TL;DR
This paper presents an extension of an in-place BWT algorithm to compute the LCP array simultaneously in constant space, including a compressed representation, and explores time/space tradeoffs for indexing structure construction.
Contribution
It introduces a method to compute BWT and LCP arrays in constant space and in compressed form, advancing in-place algorithms for indexing structures.
Findings
Algorithm runs in quadratic time, similar to previous methods.
Supports computation of LCP array in compressed Elias coding.
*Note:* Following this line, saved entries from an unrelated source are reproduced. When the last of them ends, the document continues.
PR #348, opened 2024-05-13
Belarusian language translation

ruth3n:


zamitto:
I see #347 is your PR as well. Could you update them so they have only the required modifications of each PR? 
Like, this one must have only the modifications related to the belarusian localization

zamitto (approved):

PR #352, opened 2024-05-13
Using GitHub forms for Issues

ruth3n:
GitHub forms can provide a more structured way to gather information when issues are created.


.github/ISSUE_TEMPLATE/bug_report.yml
```diff
@@ -0,0 +1,58 @@
...
+    validations:
+      required: true
+  - type: textarea
+    id: screenshots
+    attributes:
+      label: Screenshots
+      description: If applicable, add screenshots to help explain your problem.
+    validations:
+      required: false
+  - type: input
```
zamitto, line 38: could you update it so this type is a dropdown with the SO options?

ryeviz (commented):
The form is well-structured, covering all necessary elements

Provides a time/space tradeoff analysis for in-place construction.
Abstract
In this article we extend the elegant in-place Burrows-Wheeler transform (BWT) algorithm proposed by Crochemore et al. (Crochemore et al., 2015). Our extension is twofold: we first show how to compute simultaneously the longest common prefix (LCP) array as well as the BWT, using constant additional space; we then show how to build the LCP array directly in compressed representation using Elias coding, still using constant additional space and with no asymptotic slowdown. Furthermore, we provide a time/space tradeoff for our algorithm when additional memory is allowed. Our algorithm runs in quadratic time, as does Crochemore et al.'s, and is supported by interesting properties of the BWT and of the LCP array, contributing to our understanding of the time/space tradeoff curve for building indexing structures.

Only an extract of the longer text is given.